Records for the task >>
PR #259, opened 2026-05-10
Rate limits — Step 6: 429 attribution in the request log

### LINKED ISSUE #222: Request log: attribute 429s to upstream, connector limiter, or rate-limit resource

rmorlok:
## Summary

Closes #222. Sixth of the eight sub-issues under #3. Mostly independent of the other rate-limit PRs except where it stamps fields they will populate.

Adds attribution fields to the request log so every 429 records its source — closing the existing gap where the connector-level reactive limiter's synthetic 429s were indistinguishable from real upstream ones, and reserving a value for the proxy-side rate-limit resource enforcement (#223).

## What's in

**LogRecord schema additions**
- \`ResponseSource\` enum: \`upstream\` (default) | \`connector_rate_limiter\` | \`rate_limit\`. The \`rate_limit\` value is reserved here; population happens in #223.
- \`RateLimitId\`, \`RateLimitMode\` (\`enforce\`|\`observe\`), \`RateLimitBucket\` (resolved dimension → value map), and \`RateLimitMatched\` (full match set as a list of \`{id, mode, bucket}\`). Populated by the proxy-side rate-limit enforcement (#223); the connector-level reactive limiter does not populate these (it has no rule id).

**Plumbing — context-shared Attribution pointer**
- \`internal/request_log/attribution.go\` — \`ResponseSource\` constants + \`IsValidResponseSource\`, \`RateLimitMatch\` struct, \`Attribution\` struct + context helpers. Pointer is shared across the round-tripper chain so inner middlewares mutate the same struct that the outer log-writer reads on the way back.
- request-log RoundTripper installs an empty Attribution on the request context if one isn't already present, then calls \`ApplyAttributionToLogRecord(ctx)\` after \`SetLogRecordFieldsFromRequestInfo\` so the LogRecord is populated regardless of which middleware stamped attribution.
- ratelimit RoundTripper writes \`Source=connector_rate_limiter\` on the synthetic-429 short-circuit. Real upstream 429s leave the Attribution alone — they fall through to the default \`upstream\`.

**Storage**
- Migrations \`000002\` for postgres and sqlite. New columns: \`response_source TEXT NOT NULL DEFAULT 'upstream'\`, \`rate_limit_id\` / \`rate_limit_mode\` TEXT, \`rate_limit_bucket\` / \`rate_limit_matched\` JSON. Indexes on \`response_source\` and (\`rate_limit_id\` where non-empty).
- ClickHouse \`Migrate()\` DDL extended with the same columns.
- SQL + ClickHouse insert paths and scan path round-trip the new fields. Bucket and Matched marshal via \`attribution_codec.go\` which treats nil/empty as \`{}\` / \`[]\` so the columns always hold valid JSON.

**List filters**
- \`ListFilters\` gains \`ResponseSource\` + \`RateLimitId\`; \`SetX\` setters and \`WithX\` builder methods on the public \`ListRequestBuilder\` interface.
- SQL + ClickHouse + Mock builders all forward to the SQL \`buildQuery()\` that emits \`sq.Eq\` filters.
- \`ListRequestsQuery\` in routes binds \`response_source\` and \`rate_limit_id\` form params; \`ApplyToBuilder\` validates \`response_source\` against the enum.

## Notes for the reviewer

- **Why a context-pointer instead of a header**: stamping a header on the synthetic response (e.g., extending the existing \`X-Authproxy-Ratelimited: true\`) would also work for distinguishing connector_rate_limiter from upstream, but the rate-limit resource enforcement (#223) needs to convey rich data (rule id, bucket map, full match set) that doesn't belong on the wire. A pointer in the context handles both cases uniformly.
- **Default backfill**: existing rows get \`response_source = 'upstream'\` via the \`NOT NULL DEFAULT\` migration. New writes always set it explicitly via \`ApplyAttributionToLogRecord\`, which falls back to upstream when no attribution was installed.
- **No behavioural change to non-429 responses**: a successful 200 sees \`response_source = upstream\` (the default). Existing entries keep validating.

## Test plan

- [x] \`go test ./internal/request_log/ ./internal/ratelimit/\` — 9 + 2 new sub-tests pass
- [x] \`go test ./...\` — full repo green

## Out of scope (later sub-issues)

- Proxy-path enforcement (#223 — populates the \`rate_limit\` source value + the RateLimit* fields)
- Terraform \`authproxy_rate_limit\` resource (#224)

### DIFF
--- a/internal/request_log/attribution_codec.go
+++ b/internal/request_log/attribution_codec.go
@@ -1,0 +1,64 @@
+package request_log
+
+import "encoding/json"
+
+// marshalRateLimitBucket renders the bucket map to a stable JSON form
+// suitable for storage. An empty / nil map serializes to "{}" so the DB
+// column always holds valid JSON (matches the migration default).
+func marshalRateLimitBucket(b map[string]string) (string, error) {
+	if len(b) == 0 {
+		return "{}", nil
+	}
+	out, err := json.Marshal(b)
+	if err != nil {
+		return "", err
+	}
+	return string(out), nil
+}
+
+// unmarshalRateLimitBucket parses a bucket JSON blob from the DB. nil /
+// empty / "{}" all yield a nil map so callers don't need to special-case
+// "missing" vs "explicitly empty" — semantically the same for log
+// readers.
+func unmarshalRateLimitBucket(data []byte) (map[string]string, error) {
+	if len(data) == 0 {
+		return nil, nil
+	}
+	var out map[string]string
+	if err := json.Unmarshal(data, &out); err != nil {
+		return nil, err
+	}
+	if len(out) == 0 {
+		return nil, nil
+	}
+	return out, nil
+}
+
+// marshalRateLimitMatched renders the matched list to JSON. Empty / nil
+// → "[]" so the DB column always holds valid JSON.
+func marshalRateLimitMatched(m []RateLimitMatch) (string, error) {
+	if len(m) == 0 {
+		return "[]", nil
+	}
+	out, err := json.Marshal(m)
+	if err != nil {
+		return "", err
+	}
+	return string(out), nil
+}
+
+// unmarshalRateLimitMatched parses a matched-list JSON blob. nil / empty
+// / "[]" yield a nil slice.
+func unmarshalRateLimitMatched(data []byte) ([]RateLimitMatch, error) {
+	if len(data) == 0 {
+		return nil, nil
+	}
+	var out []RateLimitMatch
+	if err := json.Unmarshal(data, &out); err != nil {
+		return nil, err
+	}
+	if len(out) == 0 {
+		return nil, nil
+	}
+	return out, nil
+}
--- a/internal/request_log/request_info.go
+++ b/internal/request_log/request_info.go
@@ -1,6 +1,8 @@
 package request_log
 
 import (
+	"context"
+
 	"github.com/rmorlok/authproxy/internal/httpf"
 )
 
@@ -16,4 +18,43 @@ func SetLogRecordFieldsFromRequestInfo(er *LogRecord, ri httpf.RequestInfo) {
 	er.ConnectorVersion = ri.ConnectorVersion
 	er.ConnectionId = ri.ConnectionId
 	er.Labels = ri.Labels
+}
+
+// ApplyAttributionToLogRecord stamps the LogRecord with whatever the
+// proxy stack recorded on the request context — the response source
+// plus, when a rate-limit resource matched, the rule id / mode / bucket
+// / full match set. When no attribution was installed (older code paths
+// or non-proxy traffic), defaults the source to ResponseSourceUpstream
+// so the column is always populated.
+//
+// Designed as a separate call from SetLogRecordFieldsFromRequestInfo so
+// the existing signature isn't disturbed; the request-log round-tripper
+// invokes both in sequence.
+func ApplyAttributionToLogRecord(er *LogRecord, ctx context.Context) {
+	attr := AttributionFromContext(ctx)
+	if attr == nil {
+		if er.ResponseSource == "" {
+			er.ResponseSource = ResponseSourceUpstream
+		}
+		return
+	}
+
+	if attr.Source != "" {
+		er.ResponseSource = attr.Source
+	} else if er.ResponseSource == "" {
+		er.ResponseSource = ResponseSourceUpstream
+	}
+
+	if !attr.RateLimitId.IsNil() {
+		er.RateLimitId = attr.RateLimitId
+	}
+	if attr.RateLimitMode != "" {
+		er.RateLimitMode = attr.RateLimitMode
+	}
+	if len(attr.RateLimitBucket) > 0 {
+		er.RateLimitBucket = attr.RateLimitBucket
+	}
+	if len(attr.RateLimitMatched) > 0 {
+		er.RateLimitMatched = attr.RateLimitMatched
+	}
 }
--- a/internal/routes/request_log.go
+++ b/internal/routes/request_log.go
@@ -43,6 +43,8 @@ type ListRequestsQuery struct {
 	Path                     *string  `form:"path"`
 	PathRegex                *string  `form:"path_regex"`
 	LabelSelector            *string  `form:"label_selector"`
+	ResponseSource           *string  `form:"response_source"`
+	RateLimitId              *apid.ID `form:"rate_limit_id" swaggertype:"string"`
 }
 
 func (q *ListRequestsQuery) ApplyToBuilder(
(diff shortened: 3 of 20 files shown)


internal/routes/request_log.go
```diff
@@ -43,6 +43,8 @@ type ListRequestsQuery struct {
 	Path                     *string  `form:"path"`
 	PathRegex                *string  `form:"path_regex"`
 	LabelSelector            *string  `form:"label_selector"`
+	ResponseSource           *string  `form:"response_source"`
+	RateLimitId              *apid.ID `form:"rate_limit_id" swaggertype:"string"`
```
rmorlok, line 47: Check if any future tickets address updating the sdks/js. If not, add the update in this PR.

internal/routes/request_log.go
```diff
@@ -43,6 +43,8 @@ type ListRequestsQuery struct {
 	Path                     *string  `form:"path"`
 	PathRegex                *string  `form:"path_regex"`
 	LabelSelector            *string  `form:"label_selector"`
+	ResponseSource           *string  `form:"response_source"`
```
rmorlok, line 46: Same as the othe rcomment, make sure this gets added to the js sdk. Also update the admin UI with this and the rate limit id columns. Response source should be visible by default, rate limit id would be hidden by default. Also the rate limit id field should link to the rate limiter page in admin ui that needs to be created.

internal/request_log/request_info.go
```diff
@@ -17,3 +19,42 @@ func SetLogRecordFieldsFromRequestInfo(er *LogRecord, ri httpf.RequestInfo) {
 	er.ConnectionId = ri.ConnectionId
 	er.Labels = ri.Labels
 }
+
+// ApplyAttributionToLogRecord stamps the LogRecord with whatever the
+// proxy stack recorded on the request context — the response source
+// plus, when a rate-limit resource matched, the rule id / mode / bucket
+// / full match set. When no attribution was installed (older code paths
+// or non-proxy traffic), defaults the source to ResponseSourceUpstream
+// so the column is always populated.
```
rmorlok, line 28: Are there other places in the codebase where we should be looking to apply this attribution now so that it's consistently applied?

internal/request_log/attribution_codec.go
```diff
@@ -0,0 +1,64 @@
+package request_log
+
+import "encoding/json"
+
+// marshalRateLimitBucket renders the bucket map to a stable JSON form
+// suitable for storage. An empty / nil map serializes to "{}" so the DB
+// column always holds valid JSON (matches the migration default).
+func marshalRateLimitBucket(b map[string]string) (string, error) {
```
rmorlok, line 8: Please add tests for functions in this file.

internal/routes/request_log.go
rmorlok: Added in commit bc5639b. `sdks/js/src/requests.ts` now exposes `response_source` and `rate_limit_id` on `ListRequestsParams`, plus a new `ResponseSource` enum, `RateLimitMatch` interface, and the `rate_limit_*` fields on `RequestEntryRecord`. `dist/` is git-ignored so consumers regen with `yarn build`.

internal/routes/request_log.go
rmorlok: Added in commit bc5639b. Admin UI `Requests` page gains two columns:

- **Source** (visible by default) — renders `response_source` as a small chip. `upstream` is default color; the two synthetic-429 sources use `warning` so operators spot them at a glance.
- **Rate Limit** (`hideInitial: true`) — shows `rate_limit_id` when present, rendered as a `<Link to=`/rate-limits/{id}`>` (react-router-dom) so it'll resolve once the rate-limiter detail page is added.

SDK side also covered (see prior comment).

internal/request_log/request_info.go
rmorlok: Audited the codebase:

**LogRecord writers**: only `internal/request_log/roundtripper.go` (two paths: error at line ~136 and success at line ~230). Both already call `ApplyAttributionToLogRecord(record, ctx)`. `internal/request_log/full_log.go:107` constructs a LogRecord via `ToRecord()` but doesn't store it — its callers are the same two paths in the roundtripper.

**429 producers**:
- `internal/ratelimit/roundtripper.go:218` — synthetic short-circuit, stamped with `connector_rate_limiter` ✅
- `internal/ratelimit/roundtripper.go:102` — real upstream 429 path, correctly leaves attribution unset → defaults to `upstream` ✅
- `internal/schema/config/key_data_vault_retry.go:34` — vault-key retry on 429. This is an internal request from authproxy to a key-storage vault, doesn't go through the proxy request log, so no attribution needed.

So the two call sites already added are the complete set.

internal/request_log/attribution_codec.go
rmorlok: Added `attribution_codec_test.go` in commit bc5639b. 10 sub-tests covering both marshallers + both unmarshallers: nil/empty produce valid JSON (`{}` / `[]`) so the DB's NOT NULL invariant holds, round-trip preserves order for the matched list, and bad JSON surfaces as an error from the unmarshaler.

...

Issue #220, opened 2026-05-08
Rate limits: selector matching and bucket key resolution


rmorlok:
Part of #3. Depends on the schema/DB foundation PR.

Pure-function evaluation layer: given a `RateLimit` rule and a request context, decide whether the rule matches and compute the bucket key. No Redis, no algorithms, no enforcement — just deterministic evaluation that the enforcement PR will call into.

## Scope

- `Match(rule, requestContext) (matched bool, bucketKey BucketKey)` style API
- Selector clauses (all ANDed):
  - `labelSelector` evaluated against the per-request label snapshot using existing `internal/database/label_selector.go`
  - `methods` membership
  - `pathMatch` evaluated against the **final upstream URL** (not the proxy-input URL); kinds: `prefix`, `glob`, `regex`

Your assignment >>
Which lines of the data above contain the string "blob"? Copy each of them.

Written solution >>
+// unmarshalRateLimitBucket parses a bucket JSON blob from the DB. nil /
+// unmarshalRateLimitMatched parses a matched-list JSON blob. nil / empty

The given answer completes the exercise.